Iran Nuclear Agreement

Reporting by Jennifer Griffin

The Republican Chairman of the House Foreign Affairs Committee says the United States should stay in the Iran Nuclear Agreement.

Chairman Ed Royce and his colleagues may soon play a larger role in this deal. The White House is expected to announce this week it will send the fate of the Iran Nuclear Agreement to Congress.

The administration is considering a plan to decertify and claim Iran is failing to comply with the major components of the nuclear deal. That starts a 60-day period where congress could restore nuclear-related sanctions against Iran.

If it does, the nuclear agreement falls apart.

On Capitol Hill today, former Obama Administration officials warned against that and so did one Democrat, Congressman Eliot Engel,  who two years ago opposed the agreement, saying “if we pullout of the deal I believe we lose whatever leverage we have to drive that agenda.”
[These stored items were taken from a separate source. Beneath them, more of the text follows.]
PR #841, opened 2017-08-06
Add proper handling of async in ApplyAsync method for ViewProjection

oskardudycz:
Currently ViewProjection even though it has `async Task IProjection.ApplyAsync(IDocumentSession session, EventPage page, CancellationToken token)` method it's not doing any async code there - it doesn't await for applyProjections so it's not possible to use async code in the persisting event projection method.

I know that there is AsyncDaemon, that helps with some of the async cases, but it's complext in usage and sometimes there is a need to use the code that has only async API (like in my commercial project, most of the code doesn't support synchronous access). Imho it would be good from the performance  and consistency perspective to allow to use async code in the `ProjectEvent` persist method.

In my PR, I changed the `Handler` definition to always return Task. For the non async code it just returns `Task.Completed` (by convention found in other Marten classes). That gives the unified usage for both synchronous and asynchronous projection handling. If the async code is used in synchronous `applyProjections` then the `.Wait` method is being used.

I added also the tests, that mimics the original tests. I'm not 100% sure that it's the best way to do doubled code with that. The other possibility is to add additional 3 events, that we could use in `PersistViewProjection` class and check in same scenarios. But I wasn't sure if that won't break the convention of using same events in documentation and in the tests.

### DIFF
--- a/src/Marten.Testing/Events/Projections/custom_async_transformation_of_events.cs
+++ b/src/Marten.Testing/Events/Projections/custom_async_transformation_of_events.cs
@@ -1,0 +1,335 @@
+﻿using System;
+using System.Collections.Generic;
+using Marten.Events.Projections;
+using Marten.Services;
+using Shouldly;
+using Xunit;
+using System.Threading.Tasks;
+
+namespace Marten.Testing.Events.Projections
+{
+    public class project_events_async_from_multiple_streams_into_view : DocumentSessionFixture<IdentityMap>
+    {
+        static readonly Guid streamId = Guid.NewGuid();
+        static readonly Guid streamId2 = Guid.NewGuid();
+
+        QuestStarted started = new QuestStarted { Id = streamId, Name = "Find the Orb" };
+        QuestStarted started2 = new QuestStarted { Id = streamId2, Name = "Find the Orb 2.0" };
+        MonsterQuestsAdded monsterQuestsAdded = new MonsterQuestsAdded { QuestIds = new List<Guid> { streamId, streamId2 }, Name = "Dragon" };
+        MonsterQuestsRemoved monsterQuestsRemoved = new MonsterQuestsRemoved { QuestIds = new List<Guid> { streamId, streamId2 }, Name = "Dragon" };
+        QuestEnded ended = new QuestEnded { Id = streamId, Name = "Find the Orb" };
+        MembersJoined joined = new MembersJoined { QuestId = streamId, Day = 2, Location = "Faldor's Farm", Members = new[] { "Garion", "Polgara", "Belgarath" } };
+        MonsterSlayed slayed1 = new MonsterSlayed { QuestId = streamId, Name = "Troll" };
+        MonsterSlayed slayed2 = new MonsterSlayed { QuestId = streamId, Name = "Dragon" };
+        MonsterDestroyed destroyed = new MonsterDestroyed { QuestId = streamId, Name = "Troll" };
+        MembersDeparted departed = new MembersDeparted { QuestId = streamId, Day = 5, Location = "Sendaria", Members = new[] { "Silk", "Barak" } };
+        MembersJoined joined2 = new MembersJoined { QuestId = streamId, Day = 5, Location = "Sendaria", Members = new[] { "Silk", "Barak" } };
+
+        [Fact]
+        public void from_configuration()
+        {
+            StoreOptions(_ =>
+            {
+                _.AutoCreateSchemaObjects = AutoCreate.All;
+                _.Events.InlineProjections.AggregateStreamsWith<QuestParty>();
+                _.Events.ProjectView<PersistedView, Guid>()
+                    .ProjectEventAsync<QuestStarted>((view, @event) => { view.Events.Add(@event); return Task.CompletedTask; })
+                    .ProjectEventAsync<MembersJoined>(e => e.QuestId, (view, @event) => { view.Events.Add(@event); return Task.CompletedTask; })
+                    .ProjectEventAsync<MonsterSlayed>(e => e.QuestId, (view, @event) => { view.Events.Add(@event); return Task.CompletedTask; })
+                    .DeleteEvent<QuestEnded>()
+                    .DeleteEvent<MembersDeparted>(e => e.QuestId)
+                    .DeleteEvent<MonsterDestroyed>((session, e) => session.Load<QuestParty>(e.QuestId).Id);
+            });
+
+            theSession.Events.StartStream<QuestParty>(streamId, started, joined);
+            theSession.SaveChanges();
+
+            theSession.Events.StartStream<Monster>(slayed1, slayed2);
+            theSession.SaveChanges();
+
+            theSession.Events.Append(streamId, joined2);
+            theSession.SaveChanges();
+
+            var document = theSession.Load<PersistedView>(streamId);
+            document.Events.Count.ShouldBe(5);
+            document.Events.ShouldHaveTheSameElementsAs(started, joined, slayed1, slayed2, joined2);
+
+            theSession.Events.Append(streamId, ended);
+            theSession.SaveChanges();
+            var nullDocument = theSession.Load<PersistedView>(streamId);
+            nullDocument.ShouldBeNull();
+
+            // Add document back to so we can delete it by selector
+            theSession.Events.Append(streamId, started);
+            theSession.SaveChanges();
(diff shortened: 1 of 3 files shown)


jeremydmiller:
@ericgreenmix What do you think of this one?

@oskardudycz Oh man, we've gotta talk about this one first. It's a breaking API change, so it shouldn't technically go in until 3.0. We could finesse it by saying not many folks will be using ViewProjection yet.

oskardudycz:
@jeremydmiller well, imho the backward compatibility is kept. For the ProjectEvent it should work the same as it was before. Imho it's just making sure that ProjectAsync is really async. But yeah, I know what you meant in general. You wan't to be carefull and double check that it do no harm.

Maybe for the version 2 we could have less invasive change and add type like AsyncViewProjection that will contain suggested by me ProjectAsync methods?

I'm using ViewProjection for most of my read module Event Projections in my commercial project ;) But because it's not fully async then I had to use for my async methods that I use there sth. like `AsyncMethod().Result`, which is imho bad solution ;)

ericgreenmix:
@jeremydmiller @oskardudycz 

First, ignoring the code, I just want to add a word of caution on the need to have async aggregator methods. Ideally, these methods should just be taking the event and applying it to the model. If you are needing to make async requests to other systems, I would highly suggest you look at enriching your events to have the necessary data. Adding this data to your events also ensures that your model at a single point in time is always the same. If you were calling other systems during a rebuild, theoretically your data could change causing for unreliable state of projections after a rebuild.

As for the code, I would like to see this implemented without having to call `Wait` on `applyProjections`. You could do something like have two separate `Handler` delegates on the `EventHandler` and set the appropriate one based on if the user is calling the `Async` version or not. You might even be able to do away with having `ProjectEvent` and `ProjectEventAsync` be two separate methods and just set the appropriate `Handler` based on the return type of aggregator method provided.

oskardudycz:
@ericgreenmix I agree that we should avoid if possible using async code (especially those one that runs longer) in the ApplyProjection. But sometimes it's usefull and in fact it's already defined that we have `IProjection.ApplyAsync` in Marten, but ViewProjection implementation right now is not async at all.

I could add separate EventHandler types to show explicitly what type of synchronization are they for. But async handlers when running `applyProjectsions` would still need to have `.Wait()` method being called. If we won't call async handlers in applyProjections then it might lead to the developer confusion, because he should know on the ViewProjection definition if someone in the business code will be using `documentSession.SaveChanges` or  `documentSession.SaveChangesAsync `. Imho that would be odd when someone publish events and not all defined handlers would be called. That would lead to more serious, hard to find and debug bugs and it's more error prone.

jeremydmiller:
@oskardudycz If you need to support both sync and async, I think you'd be a lot better adding a quiet `return Task.CompletedTask;` around the sync code to be fully async rather than doing a `Task.Wait()` in the sync version. I think you're gonna need to enhance the ViewProjection stuff to allow users to register either sync or async transformation lambdas.

Putting it another way, we won't allow any `Task.Wait()` calls in the real code because of the risk of deadlocks in production.

oskardudycz:
I already added Task.CompletedTask for async applyProjections.

Ok, so what should happen when you defined async event handler and you're running synchronous applyProjections? Should such projection be ignored? If so - that could be hard to understand for the end user.

I understand that you wouldn't like to risk deadlocks, I'm also not happy with using wait. But what choice do we have when current api forces to have both sync and async code? Any ideas how I could fix it?

In general - why we have ApplyAsync if we don't want to use it asynchronously?

ericgreenmix:
@oskardudycz I see what you are saying. I don't think `Apply` vs. `ApplyAsync` should ignore any of the transformation methods, as that would be confusing and bad (as you said).

I don't have time at the moment to look deeper into the code, but there has to be a way to handle this without relying on `Task.Wait()` like Jeremy said. Since Marten supports net46, where Synchronization Contexts are still a thing, there will be the possibility of deadlocks when using it.

oskardudycz:
@ericgreenmix so when you find some spare time, I'd be grateful for recommendations.

I already was trying before sending pull request some alternatives for the .Wait() calls, but didn't find anything better than that. I will try again, get more deeper and find some other possibilities. 

Thanks Guys for a feedback!

oskardudycz:
Ok, I found 2 possibilities:
- https://stackoverflow.com/a/22629216 - Task.Run(AsynMethod).Wait - should be deadlock safe,
- https://stackoverflow.com/a/28307965 - using SynchronizationContext
What do you think?

jeremydmiller:
@oskardudycz It's just not necessary. Have it be an async when it runs in ViewProjection, but allow users to define sync or async delegates, just when it's a sync, wrap it in a different func that returns Task.CompletedTask. That's my vote over getting clever w/ Task

oskardudycz:
@jeremydmiller I think that we're talking about the different things. Like I stated above - I already used Task.CompletedTask in my pull request. Calling sync method asynchronously is easy and already handled as you described in PR. @ericgreenmix agreed that my question is valid. I'm asking what should happen when we're calling sync applyProjections and we have defined async Event Handler by ProjectToAsync. Imho we have then 2 choices:
- ignore them,
- runs them synchronously.

First one would be imho confusing and error prone. I decided to go in my PR with second option by using .Wait(). I agree that it can provide deadlock and it's wrong, so I suggested those 2 nondeadlocking ways.

Could you elaborate why it's not nessesary? Maybe I'm missing the point and not catching your idea properly.

Of course I'm not pushing to add that feature, this is your decision. I can only say that in my business possibility to have full async handling of ApplyProjection would be great relief.

oskardudycz:
@jeremydmiller @ericgreenmix I added `NoSynchronizationContextScope` because it's suggested also in other cases for nondeadlocking run of asynchronous code synchronously. See changes in https://github.com/JasperFx/marten/pull/841/commits/e5d7a7984eafb588a32d4e9b80d4aa707fe57f4d

Would be grateful for your comments and the final decision about go/no go for that PR ;)

jeremydmiller:
@oskardudycz I'd still prefer you make the sync transforms act like async instead of making the async transforms try to be sync.

oskardudycz:
@jeremydmiller huh... I understand that, but how to handle the case that I described in my previous comment and the question I asked?

jeremydmiller:
Ah, gotcha, I see. I'm not super wild about the async to sync, but let's just get this in.

oskardudycz:
@jeremydmiller yup, I agree that it's not the ideal solution. But imho keeping the idea that Marten provides both async and synch api forces us to provide such cases... The other possibility is to extend `EventHandler` to sth like:
`private class EventHandler
    {
        public Func<IDocumentSession, object, Guid, TId> IdSelector { get; }
        public Func<IDocumentSession, object, Guid, List<TId>> IdsSelector { get; }
        public Action<TView, object> Handler { get; }
        public Func<TView, object, Task> AsyncHandler { get; }
        public ProjectionEventType Type { get; set; }

        public EventHandler(
            Func<IDocumentSession, object, Guid, TId> idSelector,
            Func<IDocumentSession, object, Guid, List<TId>> idsSelector,
            Func<TView, object, Task> asyncHandler,
            ProjectionEventType type)
        {
            IdSelector = idSelector;
            IdsSelector = idsSelector;
            AsyncHandler = asyncHandler;
            Handler = 
                (view, data) => 
                {
                    using (Util.NoSynchronizationContextScope.Enter())
                    {
                        AsyncHandler(view, data).Wait();
                    }
                };
            Type = type;
        }

        public EventHandler(
            Func<IDocumentSession, object, Guid, TId> idSelector,
            Func<IDocumentSession, object, Guid, List<TId>> idsSelector,
            Action<TView, object> handler,
            ProjectionEventType type)
        {
            IdSelector = idSelector;
            IdsSelector = idsSelector;
            Handler = handler;
            AsyncHandler = (view, data) => { Handler(view, data); return Task.CompletedTask; };
            Type = type;
        }
    }`
And then call those `Handler` or `AsyncHandler` methods in `ProjectTo` and `ProjectToAsync`. That would removed the need to call `.Wait()` when someone is using only synchronous code. But the problem with async handlers when running `applyProjections` synchronously would stay. But tbt this should work more or less the same, but will add some code complexity. What do you think?

oskardudycz:
@jeremydmiller @ericgreenmix guys, what's the final decision? :) Is it ready to be merged, or is it not accepted and I should close merge request?

ericgreenmix:
I am good with this.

The administration’s supporters argue the Iran Nuclear Agreement should also address Iran’s other behavior—ballistic missile development, promoting terrorism and cyber-attacks.

European allies, Russia and China, the other two countries in this agreement, warn against withdrawing from it.

Iran threatens to resume its nuclear program, with Iranian President Rouhani saying “if the US makes a mistake and backs out of the nuclear deal, I announce it openly that it will be a failure just for America, not us. We will not have any trouble and will push ahead on our path.”

Every 90 days the administration must certify whether Iran is complying with the bulk of the agreement—a requirement a Republican Congress created for the previous administration. The Trump Administration has until Sunday to certify—or not.

US student held in Iran

Reporting by Peter Doocy

Princeton University says Iranian officials arrested one of their graduate students, 37-year old Xiyue Wang, last summer,

The school says Wang was in Iran conducting research for his PHD. Iran says he assumed the role of student to infiltrate its national archives and share sensitive information with the west.

It is this provocative behavior the US says continues two years after the previous administration signed a nuclear deal with Iran and several other countries.

Congress requires the administration to certify every 90 days whether Iran is complying with that agreement—that latest deadline is today.

The State Department says the US will continue complying with the nuclear agreement while it reviews the entire US policy towards Iran.

President Trump opposes the Iran Deal, though Iran has already received tens of billions in unfrozen assets as part of the agreement and restoring international sanctions against Iran could be difficult.

The White House says the State Department will release the administration decision today, but State refuses to say when it will do so.

It is also unclear when the Trump Administration will conclude its review and announce its new Iran policy.